Entropy in Variational Inference

In Variational Inference, the evidence lowerbound (ELBO) is defined as:

\log p(x) = \log \int_z p(x, z) dz = \log E_{q(z)}[\frac{p(x,z)}{q(z)}]
>= E_{q(z)}[\log p(x, z) ]- E_{q(z)}[ \log q(z) ]

At this point, I usually pay attention to the first term, the expected log-likelihood and treat the second term, entropy, as extra baggage. It makes sense that the entropy term is less relevant especially in mean-field approximation because when the complicated approximate distribution is now just a factored of much simpler approximate distributions, q(z) = \prod_i q(z_i) , the entropy term is just a sum of entropy for each hidden variables.

The entropy term shows up again when I worked on the Variational Autoencoder formulation. The entropy term is merge with a prior and result in a relative entropy:

\log p(x) >= E_{q(z)}[\log p(x| z) ] + E_{q(z)}[\log p(z)]- E_{q(z)}[ \log q(z) ]
= E_{q(z)}[\log p(x| z) ] - D_{kl}(q(z)||p(z))

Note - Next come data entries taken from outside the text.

Issue #892, opened 2018-05-18
Adding new project leads to git error


nakhbari:
```
[2018-05-18 11:17:38] ERROR GitRepo:  Error commiting changes to ci-config repo
[2018-05-18 11:17:38] ERROR GitRepo:  git '--git-dir=/Users/nakhbari/.fastlane/ci/fastlane-ci-config/.git' '--work-tree=/Users/nakhbari/.fastlane/ci/fastlane-ci-config' push 'origin' '{:branch=>"master", :force=>true}'  2>&1:error: src refspec {:branch=>"master",  does not match any.
error: failed to push some refs to 'https://github.com/nakhbari/HelloWorldCiConfig'
Thread terminated with exception: git '--git-dir=/Users/nakhbari/.fastlane/ci/fastlane-ci-config/.git' '--work-tree=/Users/nakhbari/.fastlane/ci/fastlane-ci-config' push 'origin' '{:branch=>"master", :force=>true}'  2>&1:error: src refspec {:branch=>"master",  does not match any.
error: failed to push some refs to 'https://github.com/nakhbari/HelloWorldCiConfig'
  /Users/nakhbari/.rbenv/versions/2.3.3/lib/ruby/gems/2.3.0/bundler/gems/ruby-git-166273eac44a/lib/git/lib.rb:939:in `command'
  /Users/nakhbari/.rbenv/versions/2.3.3/lib/ruby/gems/2.3.0/bundler/gems/ruby-git-166273eac44a/lib/git/lib.rb:744:in `push'
  /Users/nakhbari/.rbenv/versions/2.3.3/lib/ruby/gems/2.3.0/bundler/gems/ruby-git-166273eac44a/lib/git/base.rb:329:in `push'
  /Users/nakhbari/Documents/fastlane/ci/app/shared/models/git_repo.rb:274:in `setup_repo'
  /Users/nakhbari/Documents/fastlane/ci/app/shared/models/git_repo.rb:152:in `block in initialize'
  /Users/nakhbari/.rbenv/versions/2.3.3/lib/ruby/gems/2.3.0/bundler/gems/TaskQueue-5b3f459be5c4/lib/queue_worker.rb:82:in `block in process'
[...]

Issue #727, opened 2018-04-23
Unable add new project


HannesVDB:
I tried to add a new project as I wanted to investigate the Fastlane CI tool.

I got this error
```
`TypeError - no implicit conversion of Symbol into Integer:
	/Users/hannesvandenberghe/Developer/ci/app/shared/fastfile_peeker.rb:74:in `[]'
	/Users/hannesvandenberghe/Developer/ci/app/shared/fastfile_peeker.rb:74:in `block in fastfile_from_contents_map'
	/Users/hannesvandenberghe/Developer/ci/app/shared/github_handler.rb:78:in `github_action'
	/Users/hannesvandenberghe/Developer/ci/app/shared/fastfile_peeker.rb:70:in `fastfile_from_contents_map'
	/Users/hannesvandenberghe/Developer/ci/app/shared/fastfile_peeker.rb:115:in `fastfile_from_github'
	/Users/hannesvandenberghe/Developer/ci/app/shared/fastfile_peeker.rb:21:in `fastfile'
	/Users/hannesvandenberghe/Developer/ci/app/features/project/project_controller.rb:135:in `block in <class:ProjectController>'
	/Library/Ruby/Gems/2.3.0/gems/sinatra-2.0.1/lib/sinatra/base.rb:1634:in `call'
	/Library/Ruby/Gems/2.3.0/gems/sinatra-2.0.1/lib/sinatra/base.rb:1634:in `block in compile!'
	/Library/Ruby/Gems/2.3.0/gems/sinatra-2.0.1/lib/sinatra/base.rb:992:in `block (3 levels) in route!'
	/Library/Ruby/Gems/2.3.0/gems/sinatra-2.0.1/lib/sinatra/base.rb:1011:in `route_eval'
	/Library/Ruby/Gems/2.3.0/gems/sinatra-2.0.1/lib/sinatra/base.rb:992:in `block (2 levels) in route!'
	/Library/Ruby/Gems/2.3.0/gems/sinatra-2.0.1/lib/sinatra/base.rb:1039:in `block in process_route'
	/Library/Ruby/Gems/2.3.0/gems/sinatra-2.0.1/lib/sinatra/base.rb:1037:in `catch'
	/Library/Ruby/Gems/2.3.0/gems/sinatra-2.0.1/lib/sinatra/base.rb:1037:in `process_route'
	/Library/Ruby/Gems/2.3.0/gems/sinatra-2.0.1/lib/sinatra/base.rb:990:in `block in route!'
[...]

Issue #677, opened 2018-04-17
Issue when trying to create a new project.


minuscorp:
Also, I'm getting another issue when trying to create a new project.
```
Git::GitExecuteError at /projects_erb/minuscorp/fastlane-ci-demoapp/add
git '--git-dir=/Users/GabrielVillarrubia/.fastlane/ci/fastlane-ci-config/.git' '--work-tree=/Users/GabrielVillarrubia/.fastlane/ci/fastlane-ci-config' push 'origin' '{:branch=>"master", :force=>true}' 2>&1:error: src refspec {:branch=>"master", does not match any. error: failed to push some refs to 'https://github.com/minuscorp/ci-config-1'
```
### Backtrace
```
/Users/GabrielVillarrubia/Documents/ci/app/shared/models/git_repo.rb in setup_repo
                  git.push("origin", branch: "master", force: true) unless GitRepo.pushes_disabled?
/Users/GabrielVillarrubia/Documents/ci/app/shared/models/git_repo.rb in block in initialize
        setup_repo
```

taquitos:
I've disabled the credential cleanup code in master, could you pull and try again?

minuscorp:
As soon as I arrive home I try it🙌

minuscorp:
It seems that resetting the whole `ci-config` repo did the trick!

PR #893, opened 2018-05-18
Git repo pushes with correct args

nakhbari:
Fixes: #892, #727, #677

### DIFF
--- a/app/shared/models/git_repo.rb
+++ b/app/shared/models/git_repo.rb
@@ -271,7 +271,7 @@ module FastlaneCI
                 begin
                   repo.add(all: true)
                   repo.commit("Sync changes")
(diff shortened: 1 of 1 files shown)


app/shared/models/git_repo.rb
```diff
@@ -271,7 +271,7 @@ def setup_repo
                 begin
                   repo.add(all: true)
                   repo.commit("Sync changes")
-                  git.push(GitRepo::DEFAULT_REMOTE, branch: "master", force: true) unless GitRepo.pushes_disabled?
+                  git.push(GitRepo::DEFAULT_REMOTE, "master", force: true) unless GitRepo.pushes_disabled?
```
taquitos: Have you tried this with a different branch name? Like, just hardcoded "my_branch"?

nakhbari: No i haven't. Is there a scenario you're worried about?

When I pay closer attention, the relative entropy represents a gap (slack) between the lowerbound and the log-likelihood. The high relative entropy means that I badly approximate the true posterior.

When I studied information theory more thoroughly, the entropy can be viewed as the uncertainty of the event of interest. The more uncertainty, the higher entropy because we need to add extra bits to encode these unknown. Then, the entropy in the ELBO could imply how useful the variational distribution. If q(z) is a uniform distribution, then it is useless because we cannot make any good prediction. Thus, we want q(z) to be less flat which automatically means more predictable and lower entropy.

I think I need to be able to look from information theory perspective to get a better sense of how things work in Variational Inference. This knowledge will definitely be helpful for my future research.